**EXERCISE PROMPT**:
Copy the entries character for character.

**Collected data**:
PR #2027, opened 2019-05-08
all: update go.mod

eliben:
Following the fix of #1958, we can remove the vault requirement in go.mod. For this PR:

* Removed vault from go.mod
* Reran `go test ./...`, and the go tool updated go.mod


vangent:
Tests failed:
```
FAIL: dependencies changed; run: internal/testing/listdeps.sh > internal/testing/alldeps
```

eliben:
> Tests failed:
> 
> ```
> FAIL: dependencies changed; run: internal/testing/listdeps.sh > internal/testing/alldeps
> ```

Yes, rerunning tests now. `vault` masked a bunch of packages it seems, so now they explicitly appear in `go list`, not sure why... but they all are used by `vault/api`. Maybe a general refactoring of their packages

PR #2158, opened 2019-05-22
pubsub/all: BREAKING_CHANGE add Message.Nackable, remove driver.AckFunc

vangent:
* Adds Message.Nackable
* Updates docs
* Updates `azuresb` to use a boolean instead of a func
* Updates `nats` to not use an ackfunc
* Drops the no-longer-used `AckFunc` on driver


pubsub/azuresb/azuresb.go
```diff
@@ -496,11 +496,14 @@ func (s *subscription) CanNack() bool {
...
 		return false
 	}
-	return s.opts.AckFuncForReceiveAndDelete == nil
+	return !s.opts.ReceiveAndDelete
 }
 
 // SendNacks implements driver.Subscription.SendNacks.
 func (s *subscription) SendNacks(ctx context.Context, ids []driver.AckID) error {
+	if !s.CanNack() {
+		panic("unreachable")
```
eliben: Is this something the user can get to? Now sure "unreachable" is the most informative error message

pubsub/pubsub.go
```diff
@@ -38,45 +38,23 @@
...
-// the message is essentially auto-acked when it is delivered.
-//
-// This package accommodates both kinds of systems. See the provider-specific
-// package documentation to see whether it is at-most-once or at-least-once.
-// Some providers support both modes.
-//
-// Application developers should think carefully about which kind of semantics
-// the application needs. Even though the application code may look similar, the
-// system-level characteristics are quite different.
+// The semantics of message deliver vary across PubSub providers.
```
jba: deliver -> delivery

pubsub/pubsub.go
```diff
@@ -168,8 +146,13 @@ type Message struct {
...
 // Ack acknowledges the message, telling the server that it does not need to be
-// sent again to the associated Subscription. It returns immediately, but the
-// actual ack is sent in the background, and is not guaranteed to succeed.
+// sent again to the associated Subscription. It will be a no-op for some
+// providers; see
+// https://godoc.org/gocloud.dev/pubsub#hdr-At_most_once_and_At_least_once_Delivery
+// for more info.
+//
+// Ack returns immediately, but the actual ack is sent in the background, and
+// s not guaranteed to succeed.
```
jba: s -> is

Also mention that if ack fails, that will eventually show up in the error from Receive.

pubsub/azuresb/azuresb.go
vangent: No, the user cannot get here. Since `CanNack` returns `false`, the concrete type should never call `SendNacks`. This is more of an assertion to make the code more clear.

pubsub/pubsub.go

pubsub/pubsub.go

**EXERCISE ANSWER**:
PR #2027, opened 2019-05-08
all: update go.mod

eliben:
Following the fix of #1958, we can remove the vault requirement in go.mod. For this PR:

* Removed vault from go.mod
* Reran `go test ./...`, and the go tool updated go.mod


vangent:
Tests failed:
```
FAIL: dependencies changed; run: internal/testing/listdeps.sh > internal/testing/alldeps
```

eliben:
> Tests failed:
> 
> ```
> FAIL: dependencies changed; run: internal/testing/listdeps.sh > internal/testing/alldeps
> ```

Yes, rerunning tests now. `vault` masked a bunch of packages it seems, so now they explicitly appear in `go list`, not sure why... but they all are used by `vault/api`. Maybe a general refactoring of their packages

PR #2158, opened 2019-05-22
pubsub/all: BREAKING_CHANGE add Message.Nackable, remove driver.AckFunc

vangent:
* Adds Message.Nackable
* Updates docs
* Updates `azuresb` to use a boolean instead of a func
* Updates `nats` to not use an ackfunc
* Drops the no-longer-used `AckFunc` on driver


pubsub/azuresb/azuresb.go
```diff
@@ -496,11 +496,14 @@ func (s *subscription) CanNack() bool {
...
 		return false
 	}
-	return s.opts.AckFuncForReceiveAndDelete == nil
+	return !s.opts.ReceiveAndDelete
 }
 
 // SendNacks implements driver.Subscription.SendNacks.
 func (s *subscription) SendNacks(ctx context.Context, ids []driver.AckID) error {
+	if !s.CanNack() {
+		panic("unreachable")
```
eliben: Is this something the user can get to? Now sure "unreachable" is the most informative error message

pubsub/pubsub.go
```diff
@@ -38,45 +38,23 @@
...
-// the message is essentially auto-acked when it is delivered.
-//
-// This package accommodates both kinds of systems. See the provider-specific
-// package documentation to see whether it is at-most-once or at-least-once.
-// Some providers support both modes.
-//
-// Application developers should think carefully about which kind of semantics
-// the application needs. Even though the application code may look similar, the
-// system-level characteristics are quite different.
+// The semantics of message deliver vary across PubSub providers.
```
jba: deliver -> delivery

pubsub/pubsub.go
```diff
@@ -168,8 +146,13 @@ type Message struct {
...
 // Ack acknowledges the message, telling the server that it does not need to be
-// sent again to the associated Subscription. It returns immediately, but the
-// actual ack is sent in the background, and is not guaranteed to succeed.
+// sent again to the associated Subscription. It will be a no-op for some
+// providers; see
+// https://godoc.org/gocloud.dev/pubsub#hdr-At_most_once_and_At_least_once_Delivery
+// for more info.
+//
+// Ack returns immediately, but the actual ack is sent in the background, and
+// s not guaranteed to succeed.
```
jba: s -> is

Also mention that if ack fails, that will eventually show up in the error from Receive.

pubsub/azuresb/azuresb.go
vangent: No, the user cannot get here. Since `CanNack` returns `false`, the concrete type should never call `SendNacks`. This is more of an assertion to make the code more clear.

pubsub/pubsub.go

pubsub/pubsub.go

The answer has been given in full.